**THE DATA**
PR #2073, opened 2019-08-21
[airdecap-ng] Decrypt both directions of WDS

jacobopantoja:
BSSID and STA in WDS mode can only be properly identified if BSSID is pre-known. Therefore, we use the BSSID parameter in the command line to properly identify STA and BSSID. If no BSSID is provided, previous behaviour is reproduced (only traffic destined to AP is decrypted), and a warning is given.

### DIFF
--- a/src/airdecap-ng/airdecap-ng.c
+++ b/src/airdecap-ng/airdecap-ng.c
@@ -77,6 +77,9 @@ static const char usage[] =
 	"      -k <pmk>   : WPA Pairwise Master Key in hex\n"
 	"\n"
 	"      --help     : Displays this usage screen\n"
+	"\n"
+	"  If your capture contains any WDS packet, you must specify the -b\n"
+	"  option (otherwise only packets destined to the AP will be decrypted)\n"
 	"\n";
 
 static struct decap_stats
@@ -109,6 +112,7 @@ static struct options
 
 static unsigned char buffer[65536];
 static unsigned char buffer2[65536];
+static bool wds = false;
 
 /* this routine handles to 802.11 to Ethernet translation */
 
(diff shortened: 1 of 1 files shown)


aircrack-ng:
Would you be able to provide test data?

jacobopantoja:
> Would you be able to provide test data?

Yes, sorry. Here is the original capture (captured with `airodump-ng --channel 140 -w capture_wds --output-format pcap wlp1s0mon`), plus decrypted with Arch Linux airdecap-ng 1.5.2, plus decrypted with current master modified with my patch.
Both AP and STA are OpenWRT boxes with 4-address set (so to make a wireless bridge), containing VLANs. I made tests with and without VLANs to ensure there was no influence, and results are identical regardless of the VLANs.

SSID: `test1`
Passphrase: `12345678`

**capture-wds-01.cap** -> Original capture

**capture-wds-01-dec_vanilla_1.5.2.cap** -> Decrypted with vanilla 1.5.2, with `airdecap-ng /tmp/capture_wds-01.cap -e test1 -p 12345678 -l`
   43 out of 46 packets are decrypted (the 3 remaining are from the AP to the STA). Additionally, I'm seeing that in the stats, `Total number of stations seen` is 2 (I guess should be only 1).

---

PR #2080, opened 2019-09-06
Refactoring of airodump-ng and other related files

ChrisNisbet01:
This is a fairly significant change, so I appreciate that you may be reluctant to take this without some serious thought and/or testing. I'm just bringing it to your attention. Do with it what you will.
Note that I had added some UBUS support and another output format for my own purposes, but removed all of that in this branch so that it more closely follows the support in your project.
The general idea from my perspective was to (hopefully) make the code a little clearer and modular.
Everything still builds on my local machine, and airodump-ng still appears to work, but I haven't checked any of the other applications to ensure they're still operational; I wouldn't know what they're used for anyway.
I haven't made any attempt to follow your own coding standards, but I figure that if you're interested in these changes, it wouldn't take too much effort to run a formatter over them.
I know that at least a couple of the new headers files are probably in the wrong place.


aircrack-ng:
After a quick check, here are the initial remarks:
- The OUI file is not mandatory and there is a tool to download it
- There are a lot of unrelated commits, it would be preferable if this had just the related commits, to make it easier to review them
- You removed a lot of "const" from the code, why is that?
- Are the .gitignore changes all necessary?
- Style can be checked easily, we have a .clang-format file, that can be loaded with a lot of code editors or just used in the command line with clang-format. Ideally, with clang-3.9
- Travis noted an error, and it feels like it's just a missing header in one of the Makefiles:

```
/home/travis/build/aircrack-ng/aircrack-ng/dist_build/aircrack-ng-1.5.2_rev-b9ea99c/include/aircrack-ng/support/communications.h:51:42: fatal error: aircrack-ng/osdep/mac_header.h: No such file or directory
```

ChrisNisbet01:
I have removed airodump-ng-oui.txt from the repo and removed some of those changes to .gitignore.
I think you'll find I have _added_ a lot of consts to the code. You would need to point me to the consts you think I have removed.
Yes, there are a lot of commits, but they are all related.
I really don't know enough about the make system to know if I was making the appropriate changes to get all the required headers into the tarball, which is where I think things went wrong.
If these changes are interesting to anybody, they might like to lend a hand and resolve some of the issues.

**WHAT YOU ARE ASKED TO DO**
The answer must be every line of the data that contains the word "with".

**ANSWER SECTION**
Yes, sorry. Here is the original capture (captured with `airodump-ng --channel 140 -w capture_wds --output-format pcap wlp1s0mon`), plus decrypted with Arch Linux airdecap-ng 1.5.2, plus decrypted with current master modified with my patch.
Both AP and STA are OpenWRT boxes with 4-address set (so to make a wireless bridge), containing VLANs. I made tests with and without VLANs to ensure there was no influence, and results are identical regardless of the VLANs.
**capture-wds-01-dec_vanilla_1.5.2.cap** -> Decrypted with vanilla 1.5.2, with `airdecap-ng /tmp/capture_wds-01.cap -e test1 -p 12345678 -l`
This is a fairly significant change, so I appreciate that you may be reluctant to take this without some serious thought and/or testing. I'm just bringing it to your attention. Do with it what you will.
- Style can be checked easily, we have a .clang-format file, that can be loaded with a lot of code editors or just used in the command line with clang-format. Ideally, with clang-3.9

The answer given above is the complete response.